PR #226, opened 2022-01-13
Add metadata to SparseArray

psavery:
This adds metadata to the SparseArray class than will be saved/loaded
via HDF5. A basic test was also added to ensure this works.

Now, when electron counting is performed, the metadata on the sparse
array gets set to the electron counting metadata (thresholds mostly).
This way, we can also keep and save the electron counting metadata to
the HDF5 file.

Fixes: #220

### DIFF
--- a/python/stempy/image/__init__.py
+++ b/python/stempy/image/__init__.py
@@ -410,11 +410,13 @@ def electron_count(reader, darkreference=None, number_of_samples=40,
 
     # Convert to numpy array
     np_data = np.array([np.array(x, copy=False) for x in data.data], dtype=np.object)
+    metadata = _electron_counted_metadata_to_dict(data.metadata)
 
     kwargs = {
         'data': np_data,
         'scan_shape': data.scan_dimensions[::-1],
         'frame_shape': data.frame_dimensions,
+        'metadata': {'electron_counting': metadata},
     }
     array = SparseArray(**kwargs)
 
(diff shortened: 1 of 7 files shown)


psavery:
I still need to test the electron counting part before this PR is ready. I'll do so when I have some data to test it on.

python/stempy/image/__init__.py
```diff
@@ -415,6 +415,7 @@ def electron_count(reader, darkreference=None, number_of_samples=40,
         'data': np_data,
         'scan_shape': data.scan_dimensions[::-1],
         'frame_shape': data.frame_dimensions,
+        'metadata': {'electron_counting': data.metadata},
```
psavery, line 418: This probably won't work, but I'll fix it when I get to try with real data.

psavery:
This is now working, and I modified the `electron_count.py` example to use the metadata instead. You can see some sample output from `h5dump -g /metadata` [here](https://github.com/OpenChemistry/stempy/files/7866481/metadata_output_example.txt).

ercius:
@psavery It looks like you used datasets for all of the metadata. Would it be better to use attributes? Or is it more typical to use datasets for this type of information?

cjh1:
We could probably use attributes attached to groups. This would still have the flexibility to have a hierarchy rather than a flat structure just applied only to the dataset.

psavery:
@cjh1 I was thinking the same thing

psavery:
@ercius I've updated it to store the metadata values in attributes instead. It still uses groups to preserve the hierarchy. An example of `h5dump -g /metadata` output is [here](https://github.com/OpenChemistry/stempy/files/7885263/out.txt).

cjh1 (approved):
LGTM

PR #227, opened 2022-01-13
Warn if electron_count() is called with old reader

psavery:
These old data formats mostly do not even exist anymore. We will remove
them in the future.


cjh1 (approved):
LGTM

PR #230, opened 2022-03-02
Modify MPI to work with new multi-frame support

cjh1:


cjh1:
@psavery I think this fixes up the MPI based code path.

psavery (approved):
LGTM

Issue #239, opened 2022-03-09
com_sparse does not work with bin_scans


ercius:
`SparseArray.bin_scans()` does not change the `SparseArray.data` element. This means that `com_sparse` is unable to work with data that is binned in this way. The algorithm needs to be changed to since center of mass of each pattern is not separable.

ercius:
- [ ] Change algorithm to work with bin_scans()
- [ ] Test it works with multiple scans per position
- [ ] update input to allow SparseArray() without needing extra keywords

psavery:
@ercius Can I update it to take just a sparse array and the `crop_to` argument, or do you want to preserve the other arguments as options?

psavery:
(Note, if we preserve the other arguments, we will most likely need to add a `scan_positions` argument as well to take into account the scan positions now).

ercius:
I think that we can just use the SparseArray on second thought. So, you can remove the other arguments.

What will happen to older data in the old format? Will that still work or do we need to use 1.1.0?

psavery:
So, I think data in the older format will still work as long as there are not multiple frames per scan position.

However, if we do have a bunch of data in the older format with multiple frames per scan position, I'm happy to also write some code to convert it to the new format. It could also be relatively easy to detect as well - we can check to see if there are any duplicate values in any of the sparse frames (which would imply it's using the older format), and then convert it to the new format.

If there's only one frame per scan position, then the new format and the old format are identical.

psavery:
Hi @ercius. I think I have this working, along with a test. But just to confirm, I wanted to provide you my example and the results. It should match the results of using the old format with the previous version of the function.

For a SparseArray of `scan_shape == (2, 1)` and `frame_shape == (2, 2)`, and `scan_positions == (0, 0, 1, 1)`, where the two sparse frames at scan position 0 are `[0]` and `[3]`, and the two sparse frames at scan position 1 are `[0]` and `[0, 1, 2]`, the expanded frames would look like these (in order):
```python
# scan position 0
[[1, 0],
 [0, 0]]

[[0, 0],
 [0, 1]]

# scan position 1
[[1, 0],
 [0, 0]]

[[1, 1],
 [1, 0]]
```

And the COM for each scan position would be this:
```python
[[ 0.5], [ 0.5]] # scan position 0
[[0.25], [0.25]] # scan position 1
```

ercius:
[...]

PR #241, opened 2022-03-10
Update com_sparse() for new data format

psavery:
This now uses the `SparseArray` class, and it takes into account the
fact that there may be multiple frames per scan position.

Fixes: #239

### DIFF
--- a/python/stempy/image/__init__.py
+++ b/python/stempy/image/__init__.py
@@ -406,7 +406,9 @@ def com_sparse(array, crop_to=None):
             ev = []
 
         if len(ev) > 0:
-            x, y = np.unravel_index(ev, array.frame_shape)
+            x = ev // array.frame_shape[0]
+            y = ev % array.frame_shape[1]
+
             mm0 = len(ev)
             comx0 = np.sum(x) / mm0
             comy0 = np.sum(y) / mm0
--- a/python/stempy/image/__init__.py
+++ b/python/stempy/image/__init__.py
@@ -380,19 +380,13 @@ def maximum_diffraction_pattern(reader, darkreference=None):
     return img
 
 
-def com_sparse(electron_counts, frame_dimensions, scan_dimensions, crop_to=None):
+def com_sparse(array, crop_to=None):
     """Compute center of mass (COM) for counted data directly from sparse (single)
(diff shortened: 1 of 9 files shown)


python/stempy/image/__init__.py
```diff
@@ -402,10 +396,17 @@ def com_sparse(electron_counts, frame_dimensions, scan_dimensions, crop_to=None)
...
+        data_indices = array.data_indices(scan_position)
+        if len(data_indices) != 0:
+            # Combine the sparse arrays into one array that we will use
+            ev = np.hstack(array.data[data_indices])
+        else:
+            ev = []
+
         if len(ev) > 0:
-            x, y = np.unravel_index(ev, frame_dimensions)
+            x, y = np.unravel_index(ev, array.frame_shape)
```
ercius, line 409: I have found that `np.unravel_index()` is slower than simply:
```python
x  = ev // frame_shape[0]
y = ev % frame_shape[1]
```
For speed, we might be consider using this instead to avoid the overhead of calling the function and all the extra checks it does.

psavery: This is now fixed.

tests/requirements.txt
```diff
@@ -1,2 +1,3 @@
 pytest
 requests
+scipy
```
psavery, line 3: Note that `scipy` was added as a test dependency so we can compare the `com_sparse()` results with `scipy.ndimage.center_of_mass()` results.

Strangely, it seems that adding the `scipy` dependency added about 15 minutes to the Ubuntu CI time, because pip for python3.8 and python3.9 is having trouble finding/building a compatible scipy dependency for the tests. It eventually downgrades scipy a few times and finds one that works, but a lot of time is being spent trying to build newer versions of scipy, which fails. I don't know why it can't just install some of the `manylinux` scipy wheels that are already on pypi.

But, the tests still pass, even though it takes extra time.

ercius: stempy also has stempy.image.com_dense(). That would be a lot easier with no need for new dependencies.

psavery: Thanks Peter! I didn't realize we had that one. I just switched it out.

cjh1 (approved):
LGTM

□ □ □ □ □

— ASSIGNED TASK —
A line belongs in the answer if it contains the word "then"; please copy each such line from the material.

— RESPONSE TO THIS TASK —
However, if we do have a bunch of data in the older format with multiple frames per scan position, I'm happy to also write some code to convert it to the new format. It could also be relatively easy to detect as well - we can check to see if there are any duplicate values in any of the sparse frames (which would imply it's using the older format), and then convert it to the new format.
If there's only one frame per scan position, then the new format and the old format are identical.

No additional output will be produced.